- **Records from a data source**:
PR #1910, opened 2026-08-05
common-commands: share authorized fuse operations across transports

ArthurHeymans:
## Summary

Refactor only — no wire-format or mailbox behavioral changes.

- Move vendor PK-hash provisioning, minimum Caliptra SVN increase, vendor public-key revocation, and vendor PK-hash-slot revocation out of private MCU mailbox handlers into the transport-neutral common command handler interface (`caliptra-common-commands`), alongside `program_field_entropy`.
- Keep MCU mailbox authorization and wire framing in the mailbox layer; delegate fuse policy to the emulator Caliptra command backend.
- All existing fuse policy is preserved unchanged: slot validity, idempotency, min-SVN bounds (nonzero, ≤128, ≤ running `FW_INFO.fw_svn`, no decrease), thermometer encoding, current-boot key/slot protection, and last-key-per-algorithm protection.

This is PR 1 of a 3-PR stack adding authorized fuse commands over SPDM VDM:
1. **#1910 (this PR)** — common policy extraction
2. #1911 — SPDM VDM responder subcommands
3. #1912 — host tooling + end-to-end validation

### Memory delta (`measure-memory.sh`, devel profile, vs `main`)

| Section | `main` | Stack head | Delta |
|---|---:|---:|---:|
| Kernel `.text`/`.data`/`.bss` | 150,392 / 36 / 24,536 | 150,392 / 36 / 24,536 | 0 |
| User-app FLASH | 260,384 | 267,252 | **+6,868 B** |
| User-app RAM | 78,136 | 78,776 | **+640 B** |
| SPDM task FLASH | 104,142 | 111,598 | **+7,456 B** |
| SPDM task RAM | 29,853 | 30,501 | **+648 B** |
| Runtime bundle | 412,160 | 419,072 | **+6,912 B** |

PR #1911, opened 2026-08-05
spdm-lite: add authorized fuse VDM commands

ArthurHeymans:
## Summary

Adds the authorized fuse subcommands and their host tooling to the SPDM VDM `AuthorizedCommand` path.

| Subcommand | ID | Command payload |
|---|---|---|
| ProvisionVendorPkHash | `0x5056_504B` (`PVPK`) | `slot:u32 | hash:[u8;48]` |
| FuseIncreaseCaliptraMinSvn | `0x4D43_4D53` (`MCMS`) | `flags:u32 | svn:u32` |
| FuseRevokeVendorPubKey | `0x4D52_564B` (`MRVK`) | `reserved:u32 | slot:u32 | key_type:u32 | key_index:u32` |
| FuseRevokeVendorPkHash | `0x5256_4B48` (`RVKH`) | `reserved:u32 | slot:u32` |

Requests use the command payload followed by the one-use challenge, ECC and ML-DSA public keys, and hybrid signature. The signature covers `cmd_id(BE) || payload || challenge`.

The responder verifies authorization before dispatching to the transport-neutral fuse operations. The host stack adds typed requests, explicit little-endian encoders, completion-code preservation, bounded large-request reassembly, and isolated validator suites for destructive operations.

Review feedback addressed:

- Advertise all six implemented authorized subcommands through `DeviceCapabilities`.
- Document the complete authorization trailer and byte ranges.
- Require MCMS `flags` and MRVK/RVKH `reserved` fields to be zero.
- Exercise real signed requests and reject tampered payloads, command IDs, public-key anchors, ECC signatures, and ML-DSA signatures.

### Memory delta (`measure-memory.sh`, devel profile, vs `main`)

| Section | `main` | Stack head | Delta |
|---|---:|---:|---:|
| Kernel `.text`/`.data`/`.bss` | 150,392 / 36 / 24,536 | 150,392 / 36 / 24,536 | 0 |
| User-app FLASH | 260,384 | 267,252 | **+6,868 B** |
| User-app RAM | 78,136 | 78,776 | **+640 B** |
| SPDM task FLASH | 104,142 | 111,598 | **+7,456 B** |
| SPDM task RAM | 29,853 | 30,501 | **+648 B** |
| Runtime bundle | 412,160 | 419,072 | **+6,912 B** |

### DIFF
--- a/docs/src/caliptra_spdm_vdm_cmds.md
+++ b/docs/src/caliptra_spdm_vdm_cmds.md
@@ -36,7 +36,6 @@ For the unified software architecture shared between OOB (SPDM VDM) and in-band 
 
 Caliptra commands assigned to SPDM VDM are carried within SPDM `VENDOR_DEFINED_REQUEST` and `VENDOR_DEFINED_RESPONSE` messages using the OCP-assigned Vendor ID (`42623`). The command range `0x01`-`0x20` is [reserved in the OCP registry](https://github.com/opencomputeproject/ocp-registry/blob/main/command-registry.md) and defined by the Caliptra Working Group.
 
-
 ### OCP VDM Header
 
 The SPDM VDM standard header identifies the vendor organization:
@@ -83,7 +82,7 @@ These command codes are assigned from the Caliptra range reserved in the [OCP co
 | `0x06`       | RequestDebugUnlock        | O   | Request debug unlock in production environment.                            |
 | `0x07`       | AuthorizeDebugUnlockToken | O   | Send debug unlock token to device for authorization.                       |
 | `0x08`       | ExportAttestedCsr         | O   | Export attested CSR for a Caliptra device identity key.                    |
-| `0x12`       | AuthorizedCommand         | O   | Carry authorization-gated subcommands. The SPDM authorization flow is TBD. |
+| `0x12`       | AuthorizedCommand         | O   | Carry challenge-authorized provisioning and fuse subcommands.              |
 
 R = Required, O = Optional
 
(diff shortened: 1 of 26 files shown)


ArthurHeymans:
This PR is part of a stack of 3 bookmarks:

1. `trunk()`
1. [fuse-ops-common](https://github.com/chipsalliance/caliptra-mcu-sw/pull/1910)
1. **spdm-vdm-fuse-cmds ← this PR**
1. [util-host-fuse-vdm](https://github.com/chipsalliance/caliptra-mcu-sw/pull/1912)

---
*Created with [jj-stack](https://github.com/keanemind/jj-stack)*

docs/src/caliptra_spdm_vdm_cmds.md
```diff
@@ -83,22 +82,54 @@ These command codes are assigned from the Caliptra range reserved in the [OCP co
...
 | `0x07`       | AuthorizeDebugUnlockToken | O   | Send debug unlock token to device for authorization.                       |
 | `0x08`       | ExportAttestedCsr         | O   | Export attested CSR for a Caliptra device identity key.                    |
-| `0x12`       | AuthorizedCommand         | O   | Carry authorization-gated subcommands. The SPDM authorization flow is TBD. |
+| `0x12`       | AuthorizedCommand         | O   | Carry challenge-authorized provisioning and fuse subcommands.              |
 
 R = Required, O = Optional
 
 Implemented commands are advertised in the `external_commands` field returned by `DeviceCapabilities`. Implemented operations under `AuthorizedCommand` are advertised individually in `authorized_subcommands`. Recognized but unimplemented commands are not advertised. See [Device Capabilities](caliptra_common_commands.md#device-capabilities).
 
 ## Authorization-Gated Subcommands
```
mhatrevi, line 91: The dispatcher now reports PVPK, MCMS, MRVK, and RVKH as `Supported`, but the runtime capability mask still advertises only `GET_AUTH_CHALLENGE` and `PROGRAM_FIELD_ENTROPY` when the `spdm` feature is enabled. As a result, a requester using `DeviceCapabilities.authorized_subcommands` will not discover these newly implemented commands.

Please update `authorized_subcommand_capabilities()` and its tests to advertise all four new subcommands, or keep their documented status as planned until capability discovery is updated.

docs/src/caliptra_spdm_vdm_cmds.md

- **WORK INSTRUCTION**:
Above are the entries; give them back verbatim.

- **TASK ANSWER**:
PR #1910, opened 2026-08-05
common-commands: share authorized fuse operations across transports

ArthurHeymans:
## Summary

Refactor only — no wire-format or mailbox behavioral changes.

- Move vendor PK-hash provisioning, minimum Caliptra SVN increase, vendor public-key revocation, and vendor PK-hash-slot revocation out of private MCU mailbox handlers into the transport-neutral common command handler interface (`caliptra-common-commands`), alongside `program_field_entropy`.
- Keep MCU mailbox authorization and wire framing in the mailbox layer; delegate fuse policy to the emulator Caliptra command backend.
- All existing fuse policy is preserved unchanged: slot validity, idempotency, min-SVN bounds (nonzero, ≤128, ≤ running `FW_INFO.fw_svn`, no decrease), thermometer encoding, current-boot key/slot protection, and last-key-per-algorithm protection.

This is PR 1 of a 3-PR stack adding authorized fuse commands over SPDM VDM:
1. **#1910 (this PR)** — common policy extraction
2. #1911 — SPDM VDM responder subcommands
3. #1912 — host tooling + end-to-end validation

### Memory delta (`measure-memory.sh`, devel profile, vs `main`)

| Section | `main` | Stack head | Delta |
|---|---:|---:|---:|
| Kernel `.text`/`.data`/`.bss` | 150,392 / 36 / 24,536 | 150,392 / 36 / 24,536 | 0 |
| User-app FLASH | 260,384 | 267,252 | **+6,868 B** |
| User-app RAM | 78,136 | 78,776 | **+640 B** |
| SPDM task FLASH | 104,142 | 111,598 | **+7,456 B** |
| SPDM task RAM | 29,853 | 30,501 | **+648 B** |
| Runtime bundle | 412,160 | 419,072 | **+6,912 B** |

PR #1911, opened 2026-08-05
spdm-lite: add authorized fuse VDM commands

ArthurHeymans:
## Summary

Adds the authorized fuse subcommands and their host tooling to the SPDM VDM `AuthorizedCommand` path.

| Subcommand | ID | Command payload |
|---|---|---|
| ProvisionVendorPkHash | `0x5056_504B` (`PVPK`) | `slot:u32 | hash:[u8;48]` |
| FuseIncreaseCaliptraMinSvn | `0x4D43_4D53` (`MCMS`) | `flags:u32 | svn:u32` |
| FuseRevokeVendorPubKey | `0x4D52_564B` (`MRVK`) | `reserved:u32 | slot:u32 | key_type:u32 | key_index:u32` |
| FuseRevokeVendorPkHash | `0x5256_4B48` (`RVKH`) | `reserved:u32 | slot:u32` |

Requests use the command payload followed by the one-use challenge, ECC and ML-DSA public keys, and hybrid signature. The signature covers `cmd_id(BE) || payload || challenge`.

The responder verifies authorization before dispatching to the transport-neutral fuse operations. The host stack adds typed requests, explicit little-endian encoders, completion-code preservation, bounded large-request reassembly, and isolated validator suites for destructive operations.

Review feedback addressed:

- Advertise all six implemented authorized subcommands through `DeviceCapabilities`.
- Document the complete authorization trailer and byte ranges.
- Require MCMS `flags` and MRVK/RVKH `reserved` fields to be zero.
- Exercise real signed requests and reject tampered payloads, command IDs, public-key anchors, ECC signatures, and ML-DSA signatures.

### Memory delta (`measure-memory.sh`, devel profile, vs `main`)

| Section | `main` | Stack head | Delta |
|---|---:|---:|---:|
| Kernel `.text`/`.data`/`.bss` | 150,392 / 36 / 24,536 | 150,392 / 36 / 24,536 | 0 |
| User-app FLASH | 260,384 | 267,252 | **+6,868 B** |
| User-app RAM | 78,136 | 78,776 | **+640 B** |
| SPDM task FLASH | 104,142 | 111,598 | **+7,456 B** |
| SPDM task RAM | 29,853 | 30,501 | **+648 B** |
| Runtime bundle | 412,160 | 419,072 | **+6,912 B** |

### DIFF
--- a/docs/src/caliptra_spdm_vdm_cmds.md
+++ b/docs/src/caliptra_spdm_vdm_cmds.md
@@ -36,7 +36,6 @@ For the unified software architecture shared between OOB (SPDM VDM) and in-band 
 
 Caliptra commands assigned to SPDM VDM are carried within SPDM `VENDOR_DEFINED_REQUEST` and `VENDOR_DEFINED_RESPONSE` messages using the OCP-assigned Vendor ID (`42623`). The command range `0x01`-`0x20` is [reserved in the OCP registry](https://github.com/opencomputeproject/ocp-registry/blob/main/command-registry.md) and defined by the Caliptra Working Group.
 
-
 ### OCP VDM Header
 
 The SPDM VDM standard header identifies the vendor organization:
@@ -83,7 +82,7 @@ These command codes are assigned from the Caliptra range reserved in the [OCP co
 | `0x06`       | RequestDebugUnlock        | O   | Request debug unlock in production environment.                            |
 | `0x07`       | AuthorizeDebugUnlockToken | O   | Send debug unlock token to device for authorization.                       |
 | `0x08`       | ExportAttestedCsr         | O   | Export attested CSR for a Caliptra device identity key.                    |
-| `0x12`       | AuthorizedCommand         | O   | Carry authorization-gated subcommands. The SPDM authorization flow is TBD. |
+| `0x12`       | AuthorizedCommand         | O   | Carry challenge-authorized provisioning and fuse subcommands.              |
 
 R = Required, O = Optional
 
(diff shortened: 1 of 26 files shown)


ArthurHeymans:
This PR is part of a stack of 3 bookmarks:

1. `trunk()`
1. [fuse-ops-common](https://github.com/chipsalliance/caliptra-mcu-sw/pull/1910)
1. **spdm-vdm-fuse-cmds ← this PR**
1. [util-host-fuse-vdm](https://github.com/chipsalliance/caliptra-mcu-sw/pull/1912)

---
*Created with [jj-stack](https://github.com/keanemind/jj-stack)*

docs/src/caliptra_spdm_vdm_cmds.md
```diff
@@ -83,22 +82,54 @@ These command codes are assigned from the Caliptra range reserved in the [OCP co
...
 | `0x07`       | AuthorizeDebugUnlockToken | O   | Send debug unlock token to device for authorization.                       |
 | `0x08`       | ExportAttestedCsr         | O   | Export attested CSR for a Caliptra device identity key.                    |
-| `0x12`       | AuthorizedCommand         | O   | Carry authorization-gated subcommands. The SPDM authorization flow is TBD. |
+| `0x12`       | AuthorizedCommand         | O   | Carry challenge-authorized provisioning and fuse subcommands.              |
 
 R = Required, O = Optional
 
 Implemented commands are advertised in the `external_commands` field returned by `DeviceCapabilities`. Implemented operations under `AuthorizedCommand` are advertised individually in `authorized_subcommands`. Recognized but unimplemented commands are not advertised. See [Device Capabilities](caliptra_common_commands.md#device-capabilities).
 
 ## Authorization-Gated Subcommands
```
mhatrevi, line 91: The dispatcher now reports PVPK, MCMS, MRVK, and RVKH as `Supported`, but the runtime capability mask still advertises only `GET_AUTH_CHALLENGE` and `PROGRAM_FIELD_ENTROPY` when the `spdm` feature is enabled. As a result, a requester using `DeviceCapabilities.authorized_subcommands` will not discover these newly implemented commands.

Please update `authorized_subcommand_capabilities()` and its tests to advertise all four new subcommands, or keep their documented status as planned until capability discovery is updated.

docs/src/caliptra_spdm_vdm_cmds.md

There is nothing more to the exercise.